I am more disappointed with the Roamio's problems I have been having compared to the past Tivo's I have owned. Don't miss understand me, I love the speed of the new Tivo but my two units have had a lot of issues. For what these things cost I want 99% of the bugs fixed and don't want to be the beta test for them. I guess I could of waited 6 months but I was figuring Tivo would not of had this many issues seeing that this is their 5th release. Before anybody say anything like "mine has worked fine" good for you.


----------



## mburnno (Oct 1, 2003)

MScottC said:


> It all works for me... And for pretty much most of the people here... sure there are some hiccups, and a learning curve, but it works... could be the OP???


That would be a negative on a learning curve or it being me. I have had Tivos since the series 2 so I know what I am doing believe me. If this was Tivos first or second shot at putting a product out on the market then yes I could give them some slack for such a new product but it is their 5th release. You don't see Apple selling not working crap on the market. Their stuff works, period! I will say it is expensive but it works none the less unlike Tivo's. Is it too much to ask for a working product out the door people?


----------



## Bierboy (Jun 12, 2004)

mburnno said:


> ...You don't see Apple selling not working crap on the market. Their stuff works, period! I will say it is expensive but it works none the less unlike Tivo's. Is it too much to ask for a working product out the door people?

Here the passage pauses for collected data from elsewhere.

PR #1455, opened 2020-02-10
Checks for strtol_l functions

ffontaine:
strtol_l, strtoul_l, strtoll_l and strtoull_l are not always available
(for example on musl) so check for them and define a fallback if needed
to avoid the following build failure:

```
/home/buildroot/autobuild/instance-1/output-1/build/ogre-1.12.0/OgreMain/src/OgreStringConverter.cpp: In static member function 'static bool Ogre::StringConverter::parse(const String&, Ogre::int32&)':
/home/buildroot/autobuild/instance-1/output-1/build/ogre-1.12.0/OgreMain/src/OgreStringConverter.cpp:253:22: error: 'strtol_l' was not declared in this scope
         ret = (int32)strtol_l(val.c_str(), &end, 0, _numLocale);
                      ^~~~~~~~
```

Fixes:
 - http://autobuild.buildroot.org/results/107cffe41081ce46441dec8699d6ad0f152bc152

Signed-off-by: Fabrice Fontaine <fontaine.fabrice@gmail.com>

### DIFF
--- a/OgreMain/include/OgreString.h
+++ b/OgreMain/include/OgreString.h
@@ -46,8 +46,11 @@ THE SOFTWARE.
 #   define strnicmp strncasecmp
 #endif
 
+#if OGRE_PLATFORM == OGRE_PLATFORM_ANDROID || OGRE_PLATFORM == OGRE_PLATFORM_EMSCRIPTEN || \
+	(OGRE_PLATFORM == OGRE_PLATFORM_LINUX && OGRE_NO_LOCALE_STRCONVERT == 1)
 #if OGRE_PLATFORM == OGRE_PLATFORM_ANDROID || OGRE_PLATFORM == OGRE_PLATFORM_EMSCRIPTEN
 #   define locale_t int
+#endif
 #   define strtod_l(ptr, end, l) strtod(ptr, end)
 #   define strtoul_l(ptr, end, base, l) strtoul(ptr, end, base)
 #   define strtol_l(ptr, end, base, l) strtol(ptr, end, base)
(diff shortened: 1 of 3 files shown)


OgreMain/include/OgreString.h
```diff
@@ -55,6 +55,24 @@ THE SOFTWARE.
 #   define strtoll_l(ptr, end, base, l) strtoll(ptr, end, base)
 #endif
 
+#if OGRE_PLATFORM == OGRE_PLATFORM_LINUX
+#if !defined(HAVE_STRTOUL_L)
```
paroj: this will break for projects consuming OGRE, as we do not make sure `HAVE_STRTO*` is defined for them. Also macros in the public header must be namespaced i.e. start with `OGRE_*`.

CMakeLists.txt
```diff
@@ -99,6 +99,25 @@ else ()
   set(OGRE_PLATFORM_X64 FALSE)
 endif ()
 
+# determine if strtoul_l, strtol_l, strtoull_l and strtoll_l are supported
+include(CheckFunctionExists)
+CHECK_FUNCTION_EXISTS(strtoul_l HAVE_STRTOUL_L)
```
paroj: the result of the test must be stored in `OgreBuildSettings.h.in` to propagate to consuming projects.
Also, I would prefer musl to use the `#if OGRE_PLATFORM == OGRE_PLATFORM_ANDROID ...` fallback branch.
Here, you simplify the test to `#if OGRE_NO_LOCALE_STRCONVERT` and determine that variable as you currently do.

ffontaine: Android fallback can't be used "as is" because this will raise a build failure due to locale_t being set to int

OgreMain/include/OgreString.h
ffontaine: OK done

paroj:
:+1:

PR #1478, opened 2020-02-29
GpuSharedParameters - Fixed for offset calculation

### LINKED ISSUE #1476: Shared params & Uniform buffer
Hi,

I'm trying to use the gpu shared parameters in combination with Uniform buffers, but there is an issue with the GpuSharedParameters::_upload() implementation.

The function iterates through the map of params and calculates the offset like this:

```
// in bytes
            size_t length = param.arraySize * param.elementSize * 4;
            mHardwareBuffer->writeData(offset, length, dataPtr);
            offset += length;
```

However, the map is ordered alphabetically, and there is a mismatch between the offset calculated this way and the actual offset in the uniform buffer in the gpu.

Example:
Here is my shared_param declaration

```
shared_params FogParams
{
	shared_param_named sunDirection float4 0 -1 0 0
	shared_param_named sunColor 	float4 1 1 1 0
	shared_param_named sunPower 	float 1
	
	shared_param_named BetaRay float3 		0.0020687620  0.0034983605  0.0072542001
	shared_param_named BetaMie float3 		0.00036545776 0.00047315995 0.00066936179
}

```

and the uniform block (glsl):

```
layout(shared) uniform FogParams
{
	vec4 sunDirection;
	vec4 sunColor;
	float sunPower;
	
	vec3 BetaRay;
	vec3 BetaMie;
	vec4 DensityAlt;
}

```

But when uploading params, the order is

>BetaMie
>BetaRay
>DensityAlt
>...
>(etc)

Therefore, the values aren't uploaded at the right place.

Maybe the GpuConstantDefinitionMap should use an unordered map, or the offset should be calculated using the physical index instead.

LMCrashy:
fixes #1476

### DIFF
--- a/OgreMain/include/OgreGpuProgramParams.h
+++ b/OgreMain/include/OgreGpuProgramParams.h
@@ -451,6 +451,9 @@ namespace Ogre {
         /// Version number of the definitions in this buffer.
         unsigned long mVersion;
 
+		/// Accumulated offset used to calculate uniform location.
+		unsigned int mOffset;
+
         bool mDirty;
 
     public:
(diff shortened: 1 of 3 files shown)


paroj:
:+1: thanks

LMCrashy:
You're welcome.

I'm one of the biggest Apple fanboys I know, and I'll be first to admit that not ALL their stuff works 100% out of the gate. Look at the complaints about the iPhone 5s with the motion effects, security problems, etc. I have a 5s and none of that affected me, yet it was still reported as an issue by people who got nauseous with the motion issue...


----------



## jcthorne (Jan 28, 2002)

mburnno said:


> That would be a negative on a learning curve or it being me. I have had Tivos since the series 2 so I know what I am doing believe me. If this was Tivos first or second shot at putting a product out on the market then yes I could give them some slack for such a new product but it is their 5th release. You don't see Apple selling not working crap on the market. Their stuff works, period! I will say it is expensive but it works none the less unlike Tivo's. Is it too much to ask for a working product out the door people?


Oh BS, apple has just as many problems with roll outs as every one else. Think Apple maps, the latest OS update that is bricking macs all over the net etc.

Yes, TiVo has issues but apple is no vision of perfection either.

How about you actually talk about what problems you are having and perhaps someone here can give you a hand at solving it. The Roamio platform works pretty darn good and has been FAR less buggy than the Premiere when it came out.


----------



## jrtroo (Feb 4, 2008)

Seems a little like the definition of insanity- doing the same thing expecting a different result. I'm not an expert, but if I did not yet have in home streaming working, I would certainly not expect it to work outside of the home.

Are you looking to troubleshoot with the folks here? I'm sure there is good advice to be found.


Apple maps anyone?


----------



## jimmypowder (Oct 24, 2013)

I haven't been able to get streaming outside the house to work . 

I got a message yesterday at my daughters house that I had not setup streaming when I in fact did before I left my house . 

All the buttons to watch now were greyed out . 

Then I got the screen to setup which Tivo I wanted ( I have two) ) as my primary Tivo . One is a Premiere , the other a roamio plus . 

Very very buggy .


----------



## Dan203 (Apr 17, 2000)

It does not work with Premiere units yet. It wont work with Premiere units until they get the Fall update which is suppose to start rolling out in the next week or two.


----------



## sirfergy (May 18, 2002)

Has anyone gotten OOH to work for more than a few minutes? After a few minutes mine always stops.


----------



## Devx (Jun 1, 2006)

sirfergy said:


> Has anyone gotten OOH to work for more than a few minutes? After a few minutes mine always stops.


Is that while streaming or downloading? I've been able to download a full show while OOH. Haven't tried streaming yet.


----------



## DeltaOne (Sep 29, 2013)

sirfergy said:


> Has anyone gotten OOH to work for more than a few minutes? After a few minutes mine always stops.


I watched an hour show on Friday while waiting for some service work on my car. I was worried that the car dealer's free WiFi wouldn't be very fast -- but it worked fine.

I had one freeze while fast-forwarding through a commercial. Quit the TiVo app and came back in -- and from then on I still fast-forwarded through commercials but was a little less aggressive -- spacing out the clicks and it worked fine.


----------